• _Work request_: Each record is to be given again without alteration.
----
PR #142, opened 2024-06-14
Added min model error options, incl "by site"

### LINKED ISSUE #136: Need to rethink min model error
In the early years of the HFO inversions, InTEM and ELRIS have almost zero emissions, while RHIME estimates substantial emissions for the whole time period, even though the obs show very few enhancements. The model error also looks wrong for RHIME in early years. Will elaborate on this further once I've investigated...

brendan-m-murphy:
Also added "robust" option to use median absolute deviation in place of standard deviation.

* **Summary of changes**

In an ini file use:
```
compute_min_error = True
min_error_options = {"by_site": True, "robust": True, "average_over": "by_site"} 
```

to use new options. (Either "by_site" or "robust" can be omitted; or `min_error_options` can be omitted entirely)

- [x] Closes #136 
- [x] Tests added and passing


joe-pitt:
Adding an option for a percentile-based calculation on min_model_error. This changes what is required in the ini - calculate_min_error now takes either "percentile" or "residual". Need to update docs/templates to reflect this

joe-pitt:
One thing that has just occurred to me - do we need to raise an error in the case when calculate_min_error is neither "percentile", "residual" or None? I guess at the moment if someone gets the spelling wrong it would silently skip the min error calculation

brendan-m-murphy:
@joe-pitt I've updated the docs with the new options and added some code to raise an error if the value of `compute_min_error` is something we don't recognise.

joe-pitt (approved):
Looks good! I think it does close Issue #136 , at least in that we now have various options and it would be easy to add more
----
• _Solution to this task_:
PR #142, opened 2024-06-14
Added min model error options, incl "by site"

### LINKED ISSUE #136: Need to rethink min model error
In the early years of the HFO inversions, InTEM and ELRIS have almost zero emissions, while RHIME estimates substantial emissions for the whole time period, even though the obs show very few enhancements. The model error also looks wrong for RHIME in early years. Will elaborate on this further once I've investigated...

brendan-m-murphy:
Also added "robust" option to use median absolute deviation in place of standard deviation.

* **Summary of changes**

In an ini file use:
```
compute_min_error = True
min_error_options = {"by_site": True, "robust": True, "average_over": "by_site"} 
```

to use new options. (Either "by_site" or "robust" can be omitted; or `min_error_options` can be omitted entirely)

- [x] Closes #136 
- [x] Tests added and passing


joe-pitt:
Adding an option for a percentile-based calculation on min_model_error. This changes what is required in the ini - calculate_min_error now takes either "percentile" or "residual". Need to update docs/templates to reflect this

joe-pitt:
One thing that has just occurred to me - do we need to raise an error in the case when calculate_min_error is neither "percentile", "residual" or None? I guess at the moment if someone gets the spelling wrong it would silently skip the min error calculation

brendan-m-murphy:
@joe-pitt I've updated the docs with the new options and added some code to raise an error if the value of `compute_min_error` is something we don't recognise.

joe-pitt (approved):
Looks good! I think it does close Issue #136 , at least in that we now have various options and it would be easy to add more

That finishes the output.